PR #566, opened 2021-04-21
Add additional config available for UpgradeManager instance

hackergrrl:
Recreated version of https://github.com/digidem/mapeo-mobile/pull/545, fixed for compatibility with `share-apk-p2p`.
+++
- **YOUR GOAL**:
Retype the listing exactly. Leave nothing out.

- **EXERCISE SOLUTION**:
PR #566, opened 2021-04-21
Add additional config available for UpgradeManager instance

hackergrrl:
Recreated version of https://github.com/digidem/mapeo-mobile/pull/545, fixed for compatibility with `share-apk-p2p`.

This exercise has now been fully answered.